Laode dianggap kompeten untuk mewakili dunia akademisi, karena selain sebagai rector dari satu-satunya universitas yang menjadi anggota Asia Pasifik Institute for Broadcasting Development (AIBD) penyelenggara acara AMS, Laode juga dianggap memahami betul tentang industry penyiaran di era sekarang ini. Oleh karena itu, Unissula dibawah kepemimpinannya kini memiliki roadmap tentang bagaimana universitas ini akan dijadikan sebagai universitas yang menggunakan teknologi Terrestrial Digital Multimedia Broadcasting (TDMB) dalam system pembelajaran dan pengajarannya. Dan karena teknologi itu pulalah, Unissula menjadi campus bradcaster.

Topik lain yang cukup ramai dibicarakan adalah Harnessing Social media and content delivery. Dalam topic ini AIBD cukup jeli dalam memilih narasumber karena mereka berasal dari berbagai latar belakang Negara yang berbeda dengan permasalahan yang berbeda pula, sehingga materi yang disampaikan menjadi sangat menarik. Diantara pembicara tersebut tampak Regional Director untuk Google. Inc, Deputy Director of Contents Business KBS (Korean Broadcasting System), Director of Internasional Distribution, Rural Media Group (Amerika), Director General Pakistan Broadcasting Corporation, dan Director of Development & Integration, Storyful (Inggris).

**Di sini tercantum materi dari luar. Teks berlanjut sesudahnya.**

Issue #31, opened 2020-08-24
Implement Linnea's Eceff formula


Embreus:
Currently in DREAM, there are three modes of evaluating Eceff
- Eceff = Ectot. Super fast, but not super accurate (up to a factor of ~2 error)
- Eceff approx. Really slow. Evaluates the Lehtinen theory prediction using a simplified pitch distribution. (agrees with accurate for cylindrical) 
- Eceff accurate. Ultra slow. Full Lehtinen theory prediction.

We should implement Linnea's efficient intermediate formula which does not account for trapping effects, but has radiation and screening effects. This would likely not be so slow that it bottlenecks the simulation, and is a lot more accurate than setting just Ectot.

Embreus:
I can also see a possible optimization of the full calculation which may have a huge effect.

Currently, we perform a set of fundamental bounce averages, such as {xi}, <xi0/xi>, {B^3} etc, for all xi0 at each momentum and E for which the function is sampled. Thus, we perform the same bounce average calculations ~a million times for each evaluation of Eceff. 

If we instead  precompute and tabulate these bounce averages on a reference xi0 grid, we can instead integrate the splines of the tabulated values. 
Indeed, since in the end we only need the integrals
int( {...} * exp(- A*(1-xi0))  dxi0 ) for three different bounce averages {...}, we may even opt to tabulate these integrals for a range of A values instead. Then, splining these for a range of tabulated values of A = 2e*Eterm/(p*nuD), the resulting "full" Eceff calculation would likely become lightning fast.

Embreus:
Fixed in #77

Embreus:
Reopened for the rework suggested above.

We could overload AnalyticDistribution::evaluateAnalyticPitchDistribution with a method taking only (real_t A, real_t xi0) as arguments which carries out the last couple of lines in the existing method.

In EffectiveCriticalField::UAtPFunc, there are three places where 3 gsl integrals are called. These three terms, which depend only on radius and A (it looks like it depends on p, but actually the p is just carried through and is never used, and so it can be set to p = 0), could be splined in nr different 1D splines each as function of A. 

[...]

PR #105, opened 2020-12-01
Screening

hesslow:
implemented part two of issue #31.


src/Equations/AnalyticDistributionRE.cpp
```diff
@@ -47,16 +73,13 @@ real_t distExponentIntegral(real_t xi0, void *par){
...
+){
     const real_t Bmin = rGrid->GetBmin(ir);
     const real_t Bmax = rGrid->GetBmax(ir);
-    const real_t B2avgOverBmin2 = rGrid->GetFSA_B2(ir);
-    real_t xiT = sqrt(1-Bmin/Bmax);
-    real_t E = Constants::ec * Eterm / (Constants::me * Constants::c) * sqrt(B2avgOverBmin2); 
-
-    real_t pNuD = p*nuD->evaluateAtP(ir,p,inSettings);    
-    real_t A = 2*E/pNuD;
+    real_t xiT = sqrt(1-Bmin/Bmax);
```
Embreus, line 82: instead use: 
real_t xiT = rGrid->GetXi0TrappedBoundary(ir)

src/Equations/AnalyticDistributionRE.cpp
```diff
@@ -92,15 +115,10 @@ CollisionQuantity::collqty_settings *inSettings, gsl_integration_workspace *gsl_
  * xi0/<xi> = 1 for passing and 0 for trapped (thus avoiding the 
  * need for the numerical integration).
  */
-real_t AnalyticDistributionRE::evaluateApproximatePitchDistribution(len_t ir, real_t xi0, real_t p, real_t Eterm, CollisionQuantity::collqty_settings *inSettings){
+real_t AnalyticDistributionRE::evaluateApproximatePitchDistributionFromA(len_t ir, real_t xi0, real_t A){
     const real_t Bmin = rGrid->GetBmin(ir);
     const real_t Bmax = rGrid->GetBmax(ir);
-    const real_t B2avgOverBmin2 = rGrid->GetFSA_B2(ir);
     real_t xiT = sqrt(1-Bmin/Bmax);
```
Embreus, line 121: rGrid->GetXi0TrappedBoundary(ir)

src/Equations/EffectiveCriticalField.cpp
```diff
@@ -57,6 +80,52 @@ bool EffectiveCriticalField::GridRebuilt(){
...
+    if ((Eceff_mode == OptionConstants::COLLQTY_ECEFF_MODE_SIMPLE) || (Eceff_mode == OptionConstants::COLLQTY_ECEFF_MODE_FULL)){
+        
+        this->EOverUnityContrib = new real_t*[nr];
+        this->SynchOverUnityContrib = new real_t*[nr];
+
+        this->gsl_parameters.EContribSpline = new gsl_spline*[nr]; 
+        this->gsl_parameters.SynchContribSpline = new gsl_spline*[nr];
+
+        this->gsl_parameters.EContribAcc = gsl_interp_accel_alloc(); // the accelerators cache values from the splines
+        this->gsl_parameters.SynchContribAcc = gsl_interp_accel_alloc();
```
Embreus, line 102: I don't quite remember (and I've previously stated otherwise), but I think these accelerator objects should only be assigned to one spline each.. so for example the EContribAcc should be a pointer to an array of nr accelerators

src/Equations/EffectiveCriticalField.cpp
```diff
@@ -327,67 +386,143 @@ real_t EffectiveCriticalField::UAtPFunc(real_t p, void *par){
         Bmin = rGrid->GetBmin(ir);
         Bmax = rGrid->GetBmax(ir);
     }
-    const real_t sqrtB2avgOverBavg = sqrt(rGrid->GetFSA_B2(ir)) / rGrid->GetFSA_B(ir);
     real_t xiT = sqrt(1-Bmin/Bmax);
```
Embreus, line 389: if(fluxGridType == ..._RADIAL
xiT = rGrid->GetXi0TrappedBoundary_fr(ir)
else
xiT = rGrid->GetXi0TrappedBoundary(ir)

Embreus (changes requested):
Left a few minor comments!

src/Equations/EffectiveCriticalField.cpp
hesslow: actually, I first thought you were wrong and implemented arrays of accelerators, but then I realized they could be reset so I thought that was what you meant all the time;) Isn't resetting in every radial point better? If I need to re-calculate Eceff I need to reset them anyway, so no need to save for later iterations.

Embreus: I thought you only needed to reset if the data behind the splines has changed?

hoppe93: The accelerators function as "memory" for looking up points on the x grid (in this case r?). When you reset the accelerator you wipe the memory which has been built during the past evaluations of the spline. Accelerators are useful because, aside from just multiplying/adding the spline coefficients, the other expensive part of the evaluation is to figure which set of coefficients (corresponding to one/several x points) to use. Since we can generally make very few assumptions about the x vector (I think GSL only assumes it is monotonically increasing/decreasing), these search algorithms tend to be very general and slow, which is why accelerators can make a big difference when evaluating splines.

hesslow: @Embreus yes, the data changes because I the same accelerator for all radii. So instead of a new accelerator I just reset it between different radial points. 
@hoppe93: we interpolate in A here

Embreus: I think it would be a good idea then to have arrays of accelerators, to avoid having to reset them.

Asia Media Summit (AMS) berikutnya (2013) akan diselenggarakan di Manado, Indonesia. Sehingga pada saat penutupan acara tampak hadir Freddy Tulung, Dirjen Komunikasi dan Informasi Publik, Kominfo. Secara pribadi dan atas nama pemerintah Indonesia, Freddy Tulung mengundang segenap peserta AMS 2012 ini untuk hadir di Manado tahun depan. Menurut Freedy, AMS merupakan agenda tahunan yang dianggap penting, karena disitu berkumpul para penentu kebijakan dari berbagai lembaga penyiaran dari berbagai Negara sehingga diharapkan akan memberikan dampak pada industry penyiaran dunia. Kehadiran mereka di AMS 2013 Manado, juga diharapkan dapat membantu memperkenalkan Indonesia secara lebih dekat kepada mereka. Sebab, Indonesia bukan hanya Bali, tapi banyak tempat lain yang menarik untuk dikunjungi, salah satunya Manado, The Island of the Smile.